Collected data entries:
# # # #

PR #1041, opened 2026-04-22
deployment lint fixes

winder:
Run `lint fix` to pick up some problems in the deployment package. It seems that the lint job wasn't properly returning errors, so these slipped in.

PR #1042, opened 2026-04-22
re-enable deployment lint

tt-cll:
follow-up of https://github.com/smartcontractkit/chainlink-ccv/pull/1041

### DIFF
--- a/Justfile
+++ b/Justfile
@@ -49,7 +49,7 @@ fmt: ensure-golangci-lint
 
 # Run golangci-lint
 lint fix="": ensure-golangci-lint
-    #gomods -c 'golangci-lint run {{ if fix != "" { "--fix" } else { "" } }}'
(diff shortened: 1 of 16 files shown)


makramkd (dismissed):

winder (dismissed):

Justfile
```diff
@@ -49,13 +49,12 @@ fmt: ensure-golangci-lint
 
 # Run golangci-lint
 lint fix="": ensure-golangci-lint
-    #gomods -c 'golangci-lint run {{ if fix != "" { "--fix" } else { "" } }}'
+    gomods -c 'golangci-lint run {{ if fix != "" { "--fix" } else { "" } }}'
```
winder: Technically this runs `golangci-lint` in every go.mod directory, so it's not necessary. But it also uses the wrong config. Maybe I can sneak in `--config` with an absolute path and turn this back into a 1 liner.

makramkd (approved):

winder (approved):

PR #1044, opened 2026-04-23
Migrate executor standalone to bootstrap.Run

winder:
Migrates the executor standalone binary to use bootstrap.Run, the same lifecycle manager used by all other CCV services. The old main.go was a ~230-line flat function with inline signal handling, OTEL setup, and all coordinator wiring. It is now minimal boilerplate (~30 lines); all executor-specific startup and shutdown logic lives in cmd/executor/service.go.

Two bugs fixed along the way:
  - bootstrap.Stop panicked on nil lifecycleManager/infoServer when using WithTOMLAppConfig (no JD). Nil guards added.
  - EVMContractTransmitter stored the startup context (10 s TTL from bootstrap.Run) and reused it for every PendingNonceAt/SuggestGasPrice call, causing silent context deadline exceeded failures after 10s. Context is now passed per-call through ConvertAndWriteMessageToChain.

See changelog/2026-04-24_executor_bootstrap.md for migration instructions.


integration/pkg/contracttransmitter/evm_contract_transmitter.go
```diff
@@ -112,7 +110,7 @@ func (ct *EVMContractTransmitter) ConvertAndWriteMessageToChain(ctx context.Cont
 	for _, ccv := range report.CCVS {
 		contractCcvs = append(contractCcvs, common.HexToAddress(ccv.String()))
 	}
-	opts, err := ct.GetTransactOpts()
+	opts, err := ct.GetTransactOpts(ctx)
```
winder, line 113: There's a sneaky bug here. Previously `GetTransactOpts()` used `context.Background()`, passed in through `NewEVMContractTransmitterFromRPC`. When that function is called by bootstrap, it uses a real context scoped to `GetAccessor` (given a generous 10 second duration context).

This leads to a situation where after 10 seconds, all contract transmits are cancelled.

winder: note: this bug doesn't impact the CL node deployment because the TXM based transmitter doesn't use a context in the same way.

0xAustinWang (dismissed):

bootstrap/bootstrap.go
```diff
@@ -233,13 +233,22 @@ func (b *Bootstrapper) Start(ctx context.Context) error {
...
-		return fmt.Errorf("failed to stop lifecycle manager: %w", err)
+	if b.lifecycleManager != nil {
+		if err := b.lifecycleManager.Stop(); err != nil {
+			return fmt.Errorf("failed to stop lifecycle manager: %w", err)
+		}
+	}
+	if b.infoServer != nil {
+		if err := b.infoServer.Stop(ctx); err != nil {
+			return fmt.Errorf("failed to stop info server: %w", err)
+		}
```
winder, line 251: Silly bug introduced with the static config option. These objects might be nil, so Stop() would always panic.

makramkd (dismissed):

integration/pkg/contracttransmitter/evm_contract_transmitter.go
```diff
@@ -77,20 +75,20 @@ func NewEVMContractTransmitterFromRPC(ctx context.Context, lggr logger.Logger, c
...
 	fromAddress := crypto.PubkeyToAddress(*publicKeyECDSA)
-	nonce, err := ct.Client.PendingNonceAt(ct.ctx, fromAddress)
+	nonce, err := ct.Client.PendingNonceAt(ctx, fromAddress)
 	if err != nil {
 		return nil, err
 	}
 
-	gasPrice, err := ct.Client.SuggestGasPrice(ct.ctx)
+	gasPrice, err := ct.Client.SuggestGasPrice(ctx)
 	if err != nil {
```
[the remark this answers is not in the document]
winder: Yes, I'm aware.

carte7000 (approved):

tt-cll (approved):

# # # #

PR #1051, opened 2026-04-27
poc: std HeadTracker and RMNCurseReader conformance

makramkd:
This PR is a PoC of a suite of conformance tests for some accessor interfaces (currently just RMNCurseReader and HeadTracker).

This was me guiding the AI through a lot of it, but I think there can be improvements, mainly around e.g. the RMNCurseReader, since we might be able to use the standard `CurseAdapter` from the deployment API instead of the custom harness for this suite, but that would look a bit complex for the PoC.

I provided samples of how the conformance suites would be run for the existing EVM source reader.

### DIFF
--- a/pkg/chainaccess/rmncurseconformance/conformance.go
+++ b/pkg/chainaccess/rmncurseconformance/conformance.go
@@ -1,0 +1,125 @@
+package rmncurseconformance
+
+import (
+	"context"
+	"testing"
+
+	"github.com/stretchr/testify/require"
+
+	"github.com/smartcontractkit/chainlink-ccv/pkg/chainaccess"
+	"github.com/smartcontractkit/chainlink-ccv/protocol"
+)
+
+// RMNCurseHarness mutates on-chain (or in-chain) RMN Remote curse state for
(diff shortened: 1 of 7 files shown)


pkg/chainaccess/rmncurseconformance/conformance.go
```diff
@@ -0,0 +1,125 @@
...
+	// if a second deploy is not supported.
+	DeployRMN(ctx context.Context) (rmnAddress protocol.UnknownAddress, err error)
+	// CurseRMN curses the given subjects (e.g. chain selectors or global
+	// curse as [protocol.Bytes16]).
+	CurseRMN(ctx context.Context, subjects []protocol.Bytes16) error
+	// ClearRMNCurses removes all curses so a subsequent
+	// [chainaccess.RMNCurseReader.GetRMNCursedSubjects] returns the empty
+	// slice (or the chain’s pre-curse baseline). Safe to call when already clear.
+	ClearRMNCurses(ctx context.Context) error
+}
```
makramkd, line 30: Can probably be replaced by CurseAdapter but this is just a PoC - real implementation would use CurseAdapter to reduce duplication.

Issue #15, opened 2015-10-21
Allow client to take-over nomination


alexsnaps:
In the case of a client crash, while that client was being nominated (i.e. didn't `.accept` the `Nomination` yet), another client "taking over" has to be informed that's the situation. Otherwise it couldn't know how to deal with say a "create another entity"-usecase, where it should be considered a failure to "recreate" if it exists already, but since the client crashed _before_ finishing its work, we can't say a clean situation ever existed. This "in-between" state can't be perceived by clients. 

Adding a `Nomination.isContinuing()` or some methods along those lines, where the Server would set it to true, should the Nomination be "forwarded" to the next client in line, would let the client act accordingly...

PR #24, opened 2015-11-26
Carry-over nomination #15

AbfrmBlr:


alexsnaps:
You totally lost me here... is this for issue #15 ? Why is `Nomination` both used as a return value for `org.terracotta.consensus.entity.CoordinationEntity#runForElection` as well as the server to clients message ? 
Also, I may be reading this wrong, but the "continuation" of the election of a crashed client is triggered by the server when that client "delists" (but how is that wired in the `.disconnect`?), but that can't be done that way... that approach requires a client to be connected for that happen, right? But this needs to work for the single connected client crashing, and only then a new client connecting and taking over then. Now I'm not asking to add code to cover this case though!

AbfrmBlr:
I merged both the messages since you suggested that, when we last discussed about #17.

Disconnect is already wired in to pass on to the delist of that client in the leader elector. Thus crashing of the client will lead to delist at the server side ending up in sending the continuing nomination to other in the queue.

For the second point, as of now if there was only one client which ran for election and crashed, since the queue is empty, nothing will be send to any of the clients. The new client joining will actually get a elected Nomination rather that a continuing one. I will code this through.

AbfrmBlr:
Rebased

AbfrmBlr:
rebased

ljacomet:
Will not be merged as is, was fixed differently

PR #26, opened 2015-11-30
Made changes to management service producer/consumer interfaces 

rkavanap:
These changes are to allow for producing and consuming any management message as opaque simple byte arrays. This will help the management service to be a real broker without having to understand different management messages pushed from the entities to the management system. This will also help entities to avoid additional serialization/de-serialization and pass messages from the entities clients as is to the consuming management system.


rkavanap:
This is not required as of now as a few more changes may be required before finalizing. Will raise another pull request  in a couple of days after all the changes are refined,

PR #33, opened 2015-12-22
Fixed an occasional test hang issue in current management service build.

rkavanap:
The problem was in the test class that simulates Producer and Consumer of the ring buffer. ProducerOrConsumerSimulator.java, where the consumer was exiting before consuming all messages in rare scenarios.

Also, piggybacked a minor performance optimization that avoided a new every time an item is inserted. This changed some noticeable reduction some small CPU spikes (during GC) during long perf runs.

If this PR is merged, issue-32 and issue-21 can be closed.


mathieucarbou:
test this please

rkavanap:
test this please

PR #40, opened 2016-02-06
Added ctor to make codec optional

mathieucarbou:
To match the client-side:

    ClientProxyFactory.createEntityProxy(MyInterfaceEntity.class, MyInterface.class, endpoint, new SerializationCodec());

# # # #

ACTION ITEM ▸ Extract all lines of the records above that include "RMNCurseReader".

ANSWER SECTION ▸
poc: std HeadTracker and RMNCurseReader conformance
This PR is a PoC of a suite of conformance tests for some accessor interfaces (currently just RMNCurseReader and HeadTracker).
This was me guiding the AI through a lot of it, but I think there can be improvements, mainly around e.g. the RMNCurseReader, since we might be able to use the standard `CurseAdapter` from the deployment API instead of the custom harness for this suite, but that would look a bit complex for the PoC.
+	// [chainaccess.RMNCurseReader.GetRMNCursedSubjects] returns the empty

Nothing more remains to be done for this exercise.